Mao, who was born to Chinese parents in Canada and grew up in Michigan, landed in New York City for some 20 years, where he worked in craft fabrication (think specialized metal fabrication for restaurants). Eventually he threw himself full-time into art, packed up his life, and moved to Mexico City, where things took off in a new direction. Mao says there’s a rawness in Mexico’s aggregate culture, which he encounters on a daily basis — within the architecture, the food, and the history of things — something he never quite found in New York.

“The market in New York augments the problems of tribalism and racism,” he says. “Being gay and Chinese, I’ve always had to deal with that in my personal life, but bringing myself outside of that, I could see myself in a different way. I realized that in New York, I was approaching the issues I wanted to deal with from the outside in and not the inside out.”

Artwork by Yeni Mao at Co-Lab Projects in Austin, Texas

Installation view of Yeni Mao: will you meet me by the river’s edge at Co-Lab Projects. Work: fig 31.3 stirrup, 2021, Blackened steel, leather, hardware. Photo by Ryan Davis, courtesy of Co-Lab Projects

Living outside the U.S. these past few years has allowed him to approach his work in a more personal, poetic way. At 50, Mao feels he’s found a sort of inner strength in understanding that whatever he has to say — and whatever his personal stories are — that’s the way to approach his subjects. “It’s no longer through some exterior dogmatic BS, it’s really about telling the story of how my mom was scared of snakes.”

And so, will you meet me by the river’s edge brings us to the inbetween of things.
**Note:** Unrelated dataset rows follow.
PR #3235, opened 2022-06-15
chore: add cms preview for cannabis license task

FarazA22:


web/src/contexts/configContext.ts
```diff
@@ -1,3 +1,5 @@
+import * as cannabisLicenseTab1 from "@businessnjgovnavigator/content/fieldConfig/cannabis-license-tab1.json";
+import * as cannabisLicenseTab2 from "@businessnjgovnavigator/content/fieldConfig/cannabis-license-tab2.json";
```
aloverso, line 2: small nitpick but I think these should be capitalized first letter to match the others

web/public/mgmt/config.yml
```diff
@@ -135,95 +135,104 @@ collections:
...
+        file: content/src/fieldConfig/config.json
         editor:
-          preview: true
+          preview: false
         fields:
-          - { label: "Content", name: "body", widget: "markdown" }
-      - label: "Impact-Zone Requirements"
-        name: "impact-zone-requirements"
-        file: "content/src/display-content/cannabis-license/impact-zone-requirements.md"
+          - label: Cannabis Eligibility Modal
```
aloverso, line 150: we could make a preview for this, right? just another preview component that just shows the modal?

aloverso: wait no... I remember trying to do this for profile... Material really doesn't let us show the modal in-page instead of opening it across the whole page like a real modal. 

maybe we could fix that at some point but I retract my comment for the purpose of merging this branch

web/public/mgmt/config.yml
```diff
@@ -135,95 +135,104 @@ collections:
...
             name: cannabisApplyForLicense
             collapsed: false
             widget: object
             summary: "{{cannabisApplyForLicense}}"
             fields:
+              - {
+                  label: Priority Status None Selected Text,
+                  name: priorityStatusNoneSelectedText,
+                  widget: string,
+                  hint: This field supports Markdown,
```
aloverso, line 234: i think we should make this one a markdown widget, because it has a link in it, so it'll be easier for jess and ce to edit if they can use the rich text editor

aloverso: actually I think this comment holds for pretty much every field here in the first tab, because they all have contextual info or links, and it's much easier for them to edit those with the rich text markdown editor

web/src/lib/cms/previews/cannabis-license/cannabis-license.tsx
```diff
@@ -0,0 +1,81 @@
...
+        )}
+        {tab === "2" && (
+          <>
+            <h2>Conditional General Requirements</h2>
+            <Content>{config.cannabisApplyForLicense.conditionalGeneralRequirements}</Content>
+            <hr className="margin-y-5" />
+            <h2>Conditional Bottom of Task</h2>
+            <Content>{config.cannabisApplyForLicense.conditionalBottomOfTask}</Content>
+            <hr className="margin-y-5" />
+            <h2 className="margin-bottom-5">Annaul License</h2>
```
aloverso, line 68: typo

web/src/lib/cms/previews/cannabis-license/cannabis-license.tsx
```diff
@@ -0,0 +1,81 @@
...
+            <h2 className="margin-bottom-5">Priority Status Selected</h2>
+          </>
+        )}
+        {tab === "2" && (
+          <>
+            <h2>Conditional General Requirements</h2>
+            <Content>{config.cannabisApplyForLicense.conditionalGeneralRequirements}</Content>
+            <hr className="margin-y-5" />
+            <h2>Conditional Bottom of Task</h2>
+            <Content>{config.cannabisApplyForLicense.conditionalBottomOfTask}</Content>
```
aloverso, line 66: there's nothing wrong with this preview, to be clear, but i was wondering if it might be easier to read if we did one of:
- use the <CannabisApplyForLicenseTask /> component twice, instead of only using it for annual and breaking conditional down into its sub-parts
- make Tab 2 Conditional and Tab 2 Annual as two different files in the collection, so that there's not quite as much text / content on this tab

PR #3314, opened 2022-06-28
nexus WIP

aloverso:


api/src/db/migrations/v65_add_nexus_location_to_profile.ts
```diff
@@ -0,0 +1,292 @@
+import {v65UserData} from "./v65_add_task_progess_card";
```
dsueltenfuss, line 1: This should be updated to v66, v65 is already in use

api/src/db/migrations/v65_add_nexus_location_to_profile.ts
```diff
@@ -0,0 +1,292 @@
...
+
+export const migrate_v65_to_v66 = (v65Data: v65UserData): v66UserData => {
+  return {
+    ...v65Data,
+    profileData: {
+      ...v65Data.profileData,
+      nexusLocationInNewJersey: undefined
+    },
+    version: 66,
+  };
```
dsueltenfuss, line 24: Do you need to add a field for the dba name?

content/src/roadmaps/industries/home-contractor.json
```diff
@@ -40,7 +40,7 @@
     {
       "step": 3,
       "weight": 15,
-      "task": "get-insurance-home-contractor"
+      "task": "get-insurance-  home-contractor"
```
dsueltenfuss, line 43: Is this space intentional?

web/src/components/tasks/search-business-name/AvailableProps.ts
```diff
@@ -0,0 +1,5 @@
+export interface AvailableProps {
```
dsueltenfuss, line 1: Do we want to start splitting these props out to separate files?

api/src/db/migrations/v65_add_nexus_location_to_profile.ts
dsueltenfuss: (I'm referring to the file name)

api/src/db/migrations/v65_add_nexus_location_to_profile.ts
aloverso: yep! wip :)

web/src/components/tasks/search-business-name/AvailableProps.ts
dsueltenfuss: We have been leaving the prop types in the same file as the class. 
I was asking if separating them was a pattern we want to start following

PR #3315, opened 2022-06-28
feat: [#182374966] the dakota navigator unsupported page

somabadri:


web/src/components/InformationCards.tsx
```diff
@@ -0,0 +1,81 @@
...
+        "",
+        cardConfig.card3Button,
+        "info",
+        true
+      )}
+    </div>
+  );
+};
+
+export default InformationCards;
```
aloverso, line 81: As a pattern, we don't do `export default` on any components except for Next page components (and there, we only do it because Next requires it)

For everything else, we do `export const ComponentName ...` inline when we declare it

web/test/pages/onboarding/onboarding-foreign.test.tsx
```diff
@@ -2,8 +2,13 @@ import { getMergedConfig } from "@/contexts/configContext";
 import { templateEval } from "@/lib/utils/helpers";
 import { generateProfileData, generateUserData } from "@/test/factories";
 import { expectContent } from "@/test/helpers";
+import * as mockRouter from "@/test/mock/mockRouter";
 import { useMockRouter } from "@/test/mock/mockRouter";
```
aloverso, line 6: you have two styles of imports for the same thing being imported here

web/test/pages/onboarding/onboarding-foreign.test.tsx
```diff
@@ -177,6 +182,92 @@ describe("onboarding - foreign business", () => {
         screen.queryByText(Config.profileDefaults.FOREIGN.foreignBusinessType.errorTextRequired)
       ).not.toBeInTheDocument();
     });
+
+    it("deselects every other option if none is selected", async () => {
+      // GIVEN the none of the above option exists in the config file
```
aloverso, line 187: remove comments before merging

web/test/pages/unsupported.test.tsx
```diff
@@ -0,0 +1,11 @@
+import UnsupportedPage from "@/pages/unsupported";
+import { render, screen } from "@testing-library/react";
+import Config from "../../../content/src/fieldConfig/config.json";
```
aloverso, line 3: for a test file, we never want to import Config directly anymore, with our new config pattern. we should do `const Config = getMergedConfig()` at the top of the test file.

web/test/pages/onboarding/onboarding-foreign.test.tsx
```diff
@@ -177,6 +182,92 @@ describe("onboarding - foreign business", () => {
...
+          screen.getByLabelText(
+            Config.profileDefaults.FOREIGN.foreignBusinessType.optionContent.revenueInNJ
+          ) as HTMLInputElement
+        ).checked
+      ).toEqual(false);
+
+      act(() => page.clickNext());
+      await waitFor(() => {
+        expect(userDataWasNotUpdated).toBeTruthy();
+      });
```
aloverso, line 228: what are these last two lines testing? It doesn't seem to relate to the stated title of the test

web/test/pages/onboarding/onboarding-foreign.test.tsx
```diff
@@ -177,6 +182,92 @@ describe("onboarding - foreign business", () => {
...
+          ) as HTMLInputElement
+        ).checked
+      ).toEqual(true);
+      expect(
+        (
+          screen.getByLabelText(
+            Config.profileDefaults.FOREIGN.foreignBusinessType.optionContent.employeesInNJ
+          ) as HTMLInputElement
+        ).checked
+      ).toEqual(false);
```
aloverso, line 253: Having an assertion about `employeesInNJ` feels like a non-sequitur in this test. In your "when" action section, you check the `none` checkbox and the `transactionsInNJ` checkbox, so it makes sense to see assertions regarding their state. Is there a reason for asserting on a seemingly unrelated checkbox state?

web/test/pages/onboarding/onboarding-foreign.test.tsx
aloverso: we typically avoid `import * as X` imports (there is a single exception to this, which is for when we do module mocking, like of the `api` - happy to talk further on that if need be)

It looks like this was added because you want to use `mockPush` but I think you could just import that directly by adding it to the existing destructuring import line, instead of this new line being necessary

web/src/components/onboarding/OnboardingForeignBusinessType.tsx
```diff
@@ -74,13 +85,14 @@ export const OnboardingForeignBusinessType = ({ headerAriaLevel = 2 }: Props): R
...
 
-      {state.profileData.foreignBusinessType !== undefined && (
-        <Alert variant="info">
-          <Content>
-            {Config.profileDefaults.FOREIGN.foreignBusinessType[state.profileData.foreignBusinessType]}
-          </Content>
-        </Alert>
-      )}
+      {state.profileData.foreignBusinessType !== undefined &&
+        state.profileData.foreignBusinessType !== "NONE" && (
```
aloverso, line 89: this is a stylistic preference, but personally, when I start to have more than a single item in an inline JSX boolean check (like this), I like to extract it out into a function to make it more readable. Something like `shouldShowForeignBusinessTypeAlert` or something. Prevents the JSX from getting too wordy with inline javascript logic checks

web/public/mgmt/config.yml
```diff
@@ -2021,6 +2021,14 @@ collections:
               - { label: Optional Tasks Remaining (plural), name: optionalTasksPlural, widget: string }
               - { label: Required Tasks Remaining (singular), name: requiredTasksSingular, widget: string }
               - { label: Required Tasks Remaining (plural), name: requiredTasksPlural, widget: string }
+          - label: Unsupported Page
```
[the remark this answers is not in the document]
somabadri: Done, changed it to "Navigator Unsupported User Page"

web/test/pages/onboarding/onboarding-foreign.test.tsx
AnJuHyppolite: Done

web/test/pages/onboarding/onboarding-foreign.test.tsx
AnJuHyppolite: updated

PR #3357, opened 2022-06-30
feat: [#182476305] navbar displays register and log in for guest

somabadri:


web/src/components/navbar/NavBarDesktop.tsx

What Moody Castro calls, “this place where body of water meets body of land and bodies collide and grow and collide again.” Similar to the serpent’s energy of light and dark, says Mao: “A duality that fights against each other, but also completes our experience.”

 

Will you meet me by the river’s edge runs through December 11, 2021. Co-Lab Projects is open Saturdays from 12-6 PM, and by appointment. There will be a closing BYOB bonfire on Saturday, December 11th from 6-10 PM.